In October 2018, Singaporean company HES Energy Systems announced plans for the world’s first regional hydrogen-powered passenger aircraft, named Element One. The first prototype is expected by 2025, with Element One capable of carrying four passengers between 500 and 5,000km, depending on whether hydrogen is stored as a liquid or gas.

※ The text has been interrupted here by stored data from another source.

PR #889, opened 2020-09-22
PHOENIX-6148 & PHOENIX-6149 : [SchemaExtractionTool] DDL parsing exception in Phoenix…

swaroopak:
… in view name

### DIFF
--- a/phoenix-tools/src/main/java/org/apache/phoenix/schema/SchemaExtractionProcessor.java
+++ b/phoenix-tools/src/main/java/org/apache/phoenix/schema/SchemaExtractionProcessor.java
@@ -17,8 +17,10 @@
  */
 package org.apache.phoenix.schema;
 
+import com.google.common.base.Strings;
 import com.google.common.collect.Sets;
 import org.apache.commons.lang.StringUtils;
+import org.apache.commons.lang.math.NumberUtils;
 import org.apache.hadoop.conf.Configuration;
 import org.apache.hadoop.hbase.HColumnDescriptor;
 import org.apache.hadoop.hbase.HTableDescriptor;
@@ -202,7 +204,7 @@ public class SchemaExtractionProcessor {
 
     private String generateCreateViewDDL(String columnInfoString, String baseTableFullName,
             String whereClause, String pSchemaName, String pTableName) {
-        String viewFullName = SchemaUtil.getQualifiedTableName(pSchemaName, pTableName);
+        String viewFullName = SchemaUtil.getPTableFullNameWithQuotes(pSchemaName, pTableName);
         StringBuilder outputBuilder = new StringBuilder(String.format(CREATE_VIEW, viewFullName,
                 columnInfoString, baseTableFullName, whereClause));
         return outputBuilder.toString();
@@ -225,9 +227,10 @@ public class SchemaExtractionProcessor {
 
         return generateTableDDLString(columnInfoString, propertiesString, pSchemaName, pTableName);
     }
+
     private String generateTableDDLString(String columnInfoString, String propertiesString,
             String pSchemaName, String pTableName) {
-        String pTableFullName = SchemaUtil.getQualifiedTableName(pSchemaName, pTableName);
+        String pTableFullName = SchemaUtil.getPTableFullNameWithQuotes(pSchemaName, pTableName);
         StringBuilder outputBuilder = new StringBuilder(String.format(CREATE_TABLE, pTableFullName));
         outputBuilder.append(columnInfoString).append(" ").append(propertiesString);
         return outputBuilder.toString();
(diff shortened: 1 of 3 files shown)


phoenix-tools/src/main/java/org/apache/phoenix/schema/SchemaExtractionProcessor.java
```diff
@@ -203,6 +203,9 @@ protected String extractCreateViewDDL(PTable table) throws SQLException {
     private String generateCreateViewDDL(String columnInfoString, String baseTableFullName,
             String whereClause, String pSchemaName, String pTableName) {
         String viewFullName = SchemaUtil.getQualifiedTableName(pSchemaName, pTableName);
+        if(Character.isDigit(pTableName.charAt(0))) {
```
gjacoby126, line 206: Is this a bug in SchemaUtil.getQualfiedTableName? This seems like something we shouldn't have to repeat everywhere.

swaroopak: I think not, this is mainly for parsing. For Internals of phoenix, function should ignore quotes around the name.

tkhurana: If you look at the phoenix grammar for create table or create view the table name is of the format below: https://phoenix.apache.org/language/index.html#table_ref
https://phoenix.apache.org/language/index.html#name

So table names can begin with [A-Z] or _ so any table name that doesn't begin with this has to begin with a quote. So just checking for `isDigit` is wrong as we might miss other cases where the first letter is something other than a digit for example like a `$` or other character. The fix should be if the first character is not a letter or  underscore then quote.

swaroopak: Makes sense! Let me correct it.

phoenix-tools/src/main/java/org/apache/phoenix/schema/SchemaExtractionProcessor.java
```diff
@@ -202,12 +202,20 @@ protected String extractCreateViewDDL(PTable table) throws SQLException {
...
     private String generateCreateViewDDL(String columnInfoString, String baseTableFullName,
             String whereClause, String pSchemaName, String pTableName) {
-        String viewFullName = SchemaUtil.getQualifiedTableName(pSchemaName, pTableName);
+        String viewFullName = getPTableFullName(pSchemaName, pTableName);
         StringBuilder outputBuilder = new StringBuilder(String.format(CREATE_VIEW, viewFullName,
                 columnInfoString, baseTableFullName, whereClause));
         return outputBuilder.toString();
     }
 
+    private String getPTableFullName(String pSchemaName, String pTableName) {
```
priyankporwal, line 211: Why not add this function to SchemaUtil class itself?

swaroopak: This is not needed in for internals for phoenix.

swaroopak: This is not needed in internals of phoenix.

priyankporwal: Maybe so today, but we never know when it might be needed later. SchemaUtil seems like the right place for it instead of fragmented/duplicated in various tools.

phoenix-tools/src/main/java/org/apache/phoenix/schema/SchemaExtractionProcessor.java
```diff
@@ -326,8 +334,13 @@ private String convertPropertiesToString() {
                 if (optionBuilder.length() != 0) {
                     optionBuilder.append(", ");
                 }
-                key = columnFamilyName.equals(QueryConstants.DEFAULT_COLUMN_FAMILY)? key : String.format("\"%s\".%s", columnFamilyName, key);
-                optionBuilder.append(key+"="+value);
+                key = columnFamilyName.equals(QueryConstants.DEFAULT_COLUMN_FAMILY)?
+                        key : String.format("\"%s\".%s", columnFamilyName, key);
+                if(!Character.isDigit(value.charAt(0)) &&
```
priyankporwal, line 339: what does digit in the first position signify? Perhaps add a comment as well.

swaroopak: added a comment.

phoenix-tools/src/main/java/org/apache/phoenix/schema/SchemaExtractionProcessor.java
```diff
@@ -326,8 +327,15 @@ private String convertPropertiesToString() {
                 if (optionBuilder.length() != 0) {
                     optionBuilder.append(", ");
                 }
-                key = columnFamilyName.equals(QueryConstants.DEFAULT_COLUMN_FAMILY)? key : String.format("\"%s\".%s", columnFamilyName, key);
-                optionBuilder.append(key+"="+value);
+                key = columnFamilyName.equals(QueryConstants.DEFAULT_COLUMN_FAMILY)?
+                        key : String.format("\"%s\".%s", columnFamilyName, key);
+                // properties value that corresponds to a number will not need single quotes around it
```
priyankporwal, line 332: Nit: given this comment, shouldn't we check that the string beginning with a digit is actually a number and not something like '72HOURS'? :)

swaroopak: That makes sense, I changed it.

priyankporwal (approved):

tkhurana (approved):

gokceni (approved):
+ 1

PR #891, opened 2020-09-22
PHOENIX-6055: Not matching index mutation error needs to report more …

gokceni:
…information rather than first expected mutation

### DIFF
--- a/phoenix-core/src/main/java/org/apache/phoenix/coprocessor/IndexRebuildRegionScanner.java
+++ b/phoenix-core/src/main/java/org/apache/phoenix/coprocessor/IndexRebuildRegionScanner.java
@@ -785,9 +785,10 @@ public class IndexRebuildRegionScanner extends GlobalIndexRegionScanner {
             }
             else {
                 byte[] dataKey = indexMaintainer.buildDataRowKey(new ImmutableBytesWritable(indexRow.getRow()), viewConstants);
-                String errorMsg = "Not matching index row";
+                String errorMsg = String.format("Not matching index row. expectedIndex=%d. expectedMutationSize=%d. actualIndex=%d. actualMutationSize=%d. expectedType=%s. actualType=%s",
+                        expectedIndex, expectedSize, actualIndex, actualSize, expected.getClass().getName(), (actualIndex < actualSize ? actual.getClass().getName() : "null"));
                 logToIndexToolOutputTable(dataKey, indexRow.getRow(),
-                        getTimestamp(expectedMutationList.get(0)), 0L, errorMsg, isBeforeRebuild,
+                        getTimestamp(expected), (actualIndex < actualSize ? getTimestamp(actual): 0L), errorMsg, isBeforeRebuild,
                     INVALID_ROW);
             }
             verificationPhaseResult.setInvalidIndexRowCount(verificationPhaseResult.getInvalidIndexRowCount() + 1);


gokceni:
@kadirozde

gjacoby126 (approved):
+1

phoenix-core/src/main/java/org/apache/phoenix/coprocessor/IndexRebuildRegionScanner.java
```diff
@@ -768,7 +768,8 @@ public boolean verifySingleIndexRow(Result indexRow, IndexToolVerificationResult
                 }
             } else {
                 byte[] dataKey = indexMaintainer.buildDataRowKey(new ImmutableBytesWritable(indexRow.getRow()), viewConstants);
-                String errorMsg = "Not matching index row";
+                String errorMsg = String.format("Not matching index row. matchingCount=0. expectedIndex=%d. expectedMutationSize=%d. actualIndex=%d. actualMutationSize=%d. expectedTs=%d. actualTs=%d",
```
kadirozde, line 771: The version of this file is not the most recent as I noticed that it does not have the MaxLookBack changes. The patch with the latest version should be different, I think. Also, there is no need to include expected and actual timestamps in the error message since they are reported as separate columns in the output table. We should fix those reported values instead. Please use the most recent version of IndexRebuildRegionScanner.java and resubmit your patch.

gokceni: @kadirozde Rebased. I don't think we put the actualTs since in the next line we always put 0L. For the expected, since we put expectedMutations.get(0) I don't think it hurts to put what it is here in case we change the above loop and since we put the actualTs. what do you think?

swaroopak (approved):

phoenix-core/src/main/java/org/apache/phoenix/coprocessor/IndexRebuildRegionScanner.java
kadirozde: @gokceni, this fix is not correct and will not be very useful for troubleshooting. First, the check actual == null is not meaningful here. You need to check if actualIndex < actualSIze then actual is useful and the we should report the type of actual (put or delete) and the timestamp of the actual.  I still think we absolutely should not include the timestamps in the error message as we have separate columns for them. In the following line expectedMutationList.get(0)) should be replaced by getTimestamp(expected)). expected cannot be null here. If actualIndex < actualSIze then getTimestamp(actual)) should be reported instead of 0L.

kadirozde (approved):
+1

stoty:
:broken_heart: **-1 overall**






| Vote | Subsystem | Runtime | Comment |
|:----:|----------:|--------:|:--------|
| +0 :ok: |  reexec  |   0m  0s |  Docker mode activated.  |
| -1 :x: |  patch  |   0m  4s |  https://github.com/apache/phoenix/pull/891 does not apply to master. Rebase required? Wrong Branch? See https://yetus.apache.org/documentation/in-progress/precommit-patchnames for help.  |


| Subsystem | Report/Notes |
|----------:|:-------------|
| GITHUB PR | https://github.com/apache/phoenix/pull/891 |
| JIRA Issue | PHOENIX-6055 |
| Console output | https://ci-hadoop.apache.org/job/Phoenix/job/Phoenix-PreCommit-GitHub-PR/job/PR-891/1/console |
| versions | git=2.17.1 |
| Powered by | Apache Yetus 0.12.0 https://yetus.apache.org |


This message was automatically generated.

gjacoby126:
JIRA is resolved, closing PR

PR #892, opened 2020-09-22
PHOENIX-5909 - Table and index-level metrics for indexing coprocs

gjacoby126:


gjacoby126:
This is a copy of #786 which is already approved, ported over to the master branch. Tests passed, aside from one which crashed and which passed for me locally. Merging.

PR #894, opened 2020-09-24
PHOENIX-6152 Add phoenix-shaded-protobuf to phoenix-thirdparty.

richardantal:


stoty:
I don't think the current patch switches protobuf over to the shaded version.
You are importing the new package, but not using it anywhere, but rely on the protobuf from the Hadoop dependency instead.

A different hydrogen-focused approach to combatting aircraft emissions has been undertaken by EasyJet, who in 2016 announced plans to trial a hydrogen hybrid plane utilising fuel cells. While the hydrogen power wouldn’t be used in-flight, the system would harness the energy produced by the aircraft’s brakes to power the plane during taxiing. And as a budget airliner, EasyJet have come up with a novel use for the by-product of using hydrogen power – passengers could be served the water produced by the fuel cell in their in-flight drinks.